Dilaton black holes with logarithmic source in gravity’s rainbow

Abstract

Starting from the suitable action of four-dimensional Einstein gravity, which is coupled to a scalar dilaton field and logarithmic nonlinear electrodynamics, the related field equations have been solved in a spherically symmetric and energy-dependent spacetime. It has been found that the scalar potential, as the exact solution of the scalar field equations, must be written as the linear combination of two Liouville-type potentials. Three families of novel exact black holes have been introduced as the exact solutions to the gravitational equations, which are asymptotically non-flat and non-AdS. It has been illustrated that our solutions, recover their corresponding quantities in the Einstein–Maxwell-dilaton gravity theory when the nonlinearity parameter of electrodynamics is chosen very large. The thermodynamic and conserved quantities of the black holes have been calculated under the influence of the rainbow function.
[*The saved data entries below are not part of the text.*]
PR #1035, opened 2019-06-15
Update the generate Linux test script to use a computed end date. Run Script.

tigerpixel:
Update the generate Linux test script to use a computed end date in the copyright text and run the script.

### Motivation:

The script has been run multiple times this year but the date still shows as 2018.

### Modifications:

A small edit to the ruby generation script for the Linux test files.
A date change to every file generated by this script.

### Result:

Updated copyright on all Linux generated files for the foreseeable future.

### DIFF
--- a/Tests/LinuxMain.swift
+++ b/Tests/LinuxMain.swift
@@ -2,7 +2,7 @@
 //
 // This source file is part of the SwiftNIO open source project
 //
-// Copyright (c) 2017-2018 Apple Inc. and the SwiftNIO project authors
+// Copyright (c) 2017-2019 Apple Inc. and the SwiftNIO project authors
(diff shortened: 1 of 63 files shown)


tigerpixel:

Then, through calculation of the Smarr mass formula, we have shown that the first law of black hole thermodynamics remain valid for all of the new dilatonic black holes. Thermal stability or phase transition of the black holes have been investigated by use of the canonical ensemble and thermodynamic geometry approaches, separately. By comparison of the results of these two alternative approaches, it has been found that they lead to the same results provided that the thermodynamic metric of HPEM is used.